◆ **Exercise brief**: Pull out every line of the listing below where "background" appears.

◆ **Data for analysis**:
____________
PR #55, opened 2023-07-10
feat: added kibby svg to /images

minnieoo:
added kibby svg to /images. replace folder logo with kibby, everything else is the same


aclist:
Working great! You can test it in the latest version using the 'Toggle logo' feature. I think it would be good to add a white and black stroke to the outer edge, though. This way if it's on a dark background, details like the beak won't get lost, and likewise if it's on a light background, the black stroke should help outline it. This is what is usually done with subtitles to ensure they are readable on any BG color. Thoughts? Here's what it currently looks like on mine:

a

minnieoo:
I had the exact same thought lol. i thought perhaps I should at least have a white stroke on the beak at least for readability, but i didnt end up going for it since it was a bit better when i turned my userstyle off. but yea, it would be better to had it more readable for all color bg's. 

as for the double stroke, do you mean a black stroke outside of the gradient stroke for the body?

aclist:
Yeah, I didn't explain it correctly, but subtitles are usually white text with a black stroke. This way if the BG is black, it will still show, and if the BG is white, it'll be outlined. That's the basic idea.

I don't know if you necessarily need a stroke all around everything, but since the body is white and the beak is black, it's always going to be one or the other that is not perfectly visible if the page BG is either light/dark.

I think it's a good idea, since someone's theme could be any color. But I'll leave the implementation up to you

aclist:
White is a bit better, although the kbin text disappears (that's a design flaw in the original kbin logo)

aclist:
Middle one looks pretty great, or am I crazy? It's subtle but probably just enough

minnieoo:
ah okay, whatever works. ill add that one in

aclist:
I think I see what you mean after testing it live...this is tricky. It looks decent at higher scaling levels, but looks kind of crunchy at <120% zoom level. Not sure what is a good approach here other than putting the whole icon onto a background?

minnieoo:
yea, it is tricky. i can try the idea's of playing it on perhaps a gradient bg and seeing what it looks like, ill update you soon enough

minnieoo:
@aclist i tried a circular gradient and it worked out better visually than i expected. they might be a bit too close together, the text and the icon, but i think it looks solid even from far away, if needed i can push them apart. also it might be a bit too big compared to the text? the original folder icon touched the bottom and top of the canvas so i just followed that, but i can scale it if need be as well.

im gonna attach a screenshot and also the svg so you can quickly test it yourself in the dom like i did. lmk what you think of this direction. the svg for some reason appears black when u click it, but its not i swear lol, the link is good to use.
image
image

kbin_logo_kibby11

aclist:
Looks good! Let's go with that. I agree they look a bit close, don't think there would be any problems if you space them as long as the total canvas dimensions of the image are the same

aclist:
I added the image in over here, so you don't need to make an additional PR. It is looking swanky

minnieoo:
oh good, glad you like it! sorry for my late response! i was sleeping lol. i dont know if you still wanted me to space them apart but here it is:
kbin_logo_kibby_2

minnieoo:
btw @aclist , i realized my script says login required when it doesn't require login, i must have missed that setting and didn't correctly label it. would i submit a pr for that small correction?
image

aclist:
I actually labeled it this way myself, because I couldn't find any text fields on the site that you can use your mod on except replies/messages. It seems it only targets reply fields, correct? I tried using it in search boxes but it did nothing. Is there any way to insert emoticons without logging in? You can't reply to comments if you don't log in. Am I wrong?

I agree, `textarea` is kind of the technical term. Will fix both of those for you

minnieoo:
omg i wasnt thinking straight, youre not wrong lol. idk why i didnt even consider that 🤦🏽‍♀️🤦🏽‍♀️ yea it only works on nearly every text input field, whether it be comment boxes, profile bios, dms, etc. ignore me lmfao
____________
◆ **Task answer**:
Working great! You can test it in the latest version using the 'Toggle logo' feature. I think it would be good to add a white and black stroke to the outer edge, though. This way if it's on a dark background, details like the beak won't get lost, and likewise if it's on a light background, the black stroke should help outline it. This is what is usually done with subtitles to ensure they are readable on any BG color. Thoughts? Here's what it currently looks like on mine:
I think I see what you mean after testing it live...this is tricky. It looks decent at higher scaling levels, but looks kind of crunchy at <120% zoom level. Not sure what is a good approach here other than putting the whole icon onto a background?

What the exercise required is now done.